I'll do that. Yeah my weight fluctuates too throughout the day too but usually only about 5lbs give or take. Noted, because I do freak out about weight increase lol... I usually weigh myself probably 5 times a day because of my nerves, but I'll try to limit myself to once a week like you say.


----------



## CJ (Sep 7, 2019)

I'll say the opposite. Weigh yourself every morning, after going to the bathroom. Take the 7 weigh-ins and average it out. That's your weight for the week. It'll smooth out any weird day to day weight fluctuations, which as you know, can be several pounds different in a day.


----------



## Poyne Dexter (Sep 7, 2019)

CJ275 said:


> I'll say the opposite. Weigh yourself every morning, after going to the bathroom. Take the 7 weigh-ins and average it out. That's your weight for the week. It'll smooth out any weird day to day weight fluctuations, which as you know, can be several pounds different in a day.



Now I'm conflicted lol


----------



## CJ (Sep 7, 2019)

Imagine if you had 6 good weigh-ins In a week, but 1 bad one. Now what if that 1 bad one happened to be the only time you weighed yourself for the week. You might make an unnecessary change, or just be bummed out.

Works in reverse too, 6 bad and only 1 good. You think you're OK iif you only saw the good one. 

Just don't worry about day to day differences, they're meaningless on their own. They're just single data points, you're looking for trend over time.


----------



## Poyne Dexter (Sep 7, 2019)

CJ275 said:


> Imagine if you had 6 good weigh-ins In a week, but 1 bad one. Now what if that 1 bad one happened to be the only time you weighed yourself for the week. You might make an unnecessary change, or just be bummed out.
> 
> Works in reverse too, 6 bad and only 1 good.
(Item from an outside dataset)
PR #2446, opened 2026-09-14
Unwrap the RFC 9709 content-encryption algorithm at every CMS recipient key-size and policy check

Arpan0995:
Under RFC 9709 the `EncryptedContentInfo` names `id-alg-cek-hkdf-sha256` and carries the content-encryption `AlgorithmIdentifier` in its parameters. The 1.86 fix for CVE-2026-71892 resolves it, per its release note: "The recipient now dispatches on the content-encryption algorithm OID". The sibling call sites do not. `JceKEKRecipient`, `JceKTSKeyTransRecipient`, `JceKEMRecipient` and `JceKeyTransRecipient`'s own `id-ori-kem` branch pass the outer identifier to `EnvelopedDataHelper.keySizeCheck`, which registers no key size for it, so `setKeySizeValidation(true)` checks nothing. The 1.85 policy controls read the outer identifier on every recipient family, key transport included: an allowed set naming `aes256-CBC` refuses the message outright, one naming `id-alg-cek-hkdf-sha256` admits any content algorithm, and `setMinimumTagSize` never sees a tag size.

You think you're OK iif you only saw the good one.
> 
> Just don't worry about day to day differences, they're meaningless on their own. They're just single data points, you're looking for trend over time.
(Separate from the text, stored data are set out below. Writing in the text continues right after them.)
PR #2455, opened 2026-09-19
Reuse a modular power when initializing generic sqrt_ratio constants

carstenartur:
Since c2 = 2*c3 + 1, derive c7 and c6 from z^c3 instead of computing two independent powers (RFC 9380 F.2.1.1). Preserve the exact constants and leave the per-call sqrtRatio algorithm unchanged.

Cover direct-power equality, zero exponents and negative/unreduced bases, repeated root equations, and the reduced exponentiation count.

AI-assisted implementation; benchmark infrastructure is kept in the research fork rather than included in this upstream candidate.

Reuse a modular power when initializing generic sqrt_ratio constants

## Change

Avoid two independent modular powers in the `GenericSqrtRatioCalculator` constructor. Since `c2 = 2*c3 + 1`, compute:

```text
t  = z^c3 mod q
c7 = t*z mod q
c6 = t*c7 mod q
```

These are exactly the constants from RFC 9380 F.2.1.1. One modular exponentiation replaces two, with two modular multiplications. The identity includes exponent zero and negative/unreduced bases without inversion. The per-call `sqrtRatio` method is unchanged. No API, cache, randomness, security-parameter or dependency changes are introduced.

This is one commit on `ab16374d37c7e18c4090eb8838ebbd72a92593f2`, with only three production/test files. Research workflows and benchmarks stay in the fork.

## Public API measurements

The real `HashToEllipticCurve.getInstance(profile, dst).hashToCurve(message)` path was measured with 64 rotating deterministic 32-byte messages. The two libraries have identical class names and differ only in the calculator class.

| Profile | Less time, Java 21 | Less time, Java 25 |
|---|---:|---:|
| P-256 | 10.92% | 12.06% |
| P-384 | 15.09% | 16.53% |
| P-521 | 16.29% | 15.71% |
| Equal-profile geometric comparison | 14.13% | 14.79% |

All six primary JMH intervals are separated. Factory-only time is about 46% lower; all six reused-instance intervals overlap. This is a warm-JVM initialization/first-use improvement, NOT a steady-state, cold-start, all-curve or whole-application speedup.

JMH 1.37: 2 forks, 3 warmups and 5 measurements of 500ms, one thread, GC profiler; all cases and 180 primary samples per JVM retained. JVMs ran on separate hosted runners, so this is not a controlled comparison of Java versions.

[Full results and raw-artifact identifiers](https://github.com/carstenartur/bc-java/blob/7e6fec7c5c61f1a5dbfcb12680504489e8e5d038/research/hash2curve-public-api/RESULTS-2026-09-19.md) | [Fixed plan and runnable harness](https://github.com/carstenartur/bc-java/tree/b1d324423d4c83a05f1e1cda423bc5bd07594696/research/hash2curve-public-api)

## Validation

The complete default repository `test :core:checkstyleMain` run passed with 3,602 JUnit cases, zero failures/errors/skips, and zero core main-source Checkstyle findings. It exercised the same production and test blobs as this patch. A separate job checked out exact candidate `3d56837c3fe6c4a30fc7639b806958649e143210` and passed all 181 hash-to-curve cases and core main-source style. Artifact hashes, actual XML, zero exit receipts and terminal build success were verified: [full validation](https://github.com/carstenartur/bc-java/blob/baf2973b452b192c087468a742381eb2dcdaa808/research/hash2curve-public-api/UPSTREAM-VALIDATION.md).

Added tests compare actual constants against the original powers, cover edge cases, check repeated root equations/QR flags and the reduced exponentiation count. The count test fails on the original constructor; a deliberately corrupted constant is detected. Existing RFC-vector tests are unchanged. The API experiment also checks 201 exact points, fresh/reused equivalence and reference outputs before each trial.

## AI assistance

ChatGPT assisted with implementation, tests and benchmark preparation. The algebra, code and executable evidence were reviewed, and an additional automated Copilot review reported no findings. Upstream maintainer review is requested. No increased-security, constant-time BigInteger or autonomous mathematical-discovery claim is made.


peterdettman:
Rebased and merged, thanks for the PR. Note that one test was dropped as redundant and pinning an implementation detail.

Okay so weigh every morning but only track and/or worry about my results on a weekly/bi-weekly basis?


----------



## CJ (Sep 7, 2019)

View attachment 8462


I weigh myself almost daily. This is over 2 years worth of data points, since I've switched scales. See how you can see trends?


----------



## Poyne Dexter (Sep 7, 2019)

CJ275 said:


> View attachment 8462
> 
> 
> I weigh myself almost daily. This is over 2 years worth of data points, since I've switched scales. See how you can see trends?



I do. I was just hoping keto would be an almost straight-shot down... I keep looking for miracles, I think I should start praying. Lol


----------



## CJ (Sep 7, 2019)

View attachment 8463


And this is a week. Trends over time my man.


----------



## Poyne Dexter (Sep 7, 2019)

CJ275 said:


> View attachment 8463
> 
> 
> And this is a week. Trends over time my man.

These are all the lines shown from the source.